--- The records ---

PR #331, opened 2022-04-05
OcAppleKernelLib: Added `CustomPciSerialDevice` quirk

PMheart:
closes https://github.com/acidanthera/bugtracker/issues/1954

After merging:

- [ ]   Update Chagelog
- [ ]   Rebuild pdf
- [x]  Call `IsZeroBuffer` instead under `PatchSetApfsTrimTimeout` (off-topic)


Docs/Configuration.tex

---

### Work task
Your answer must be every record above, retyped exactly.

### Problem solution
PR #331, opened 2022-04-05
OcAppleKernelLib: Added `CustomPciSerialDevice` quirk

PMheart:
closes https://github.com/acidanthera/bugtracker/issues/1954

After merging:

- [ ]   Update Chagelog
- [ ]   Rebuild pdf
- [x]  Call `IsZeroBuffer` instead under `PatchSetApfsTrimTimeout` (off-topic)


Docs/Configuration.tex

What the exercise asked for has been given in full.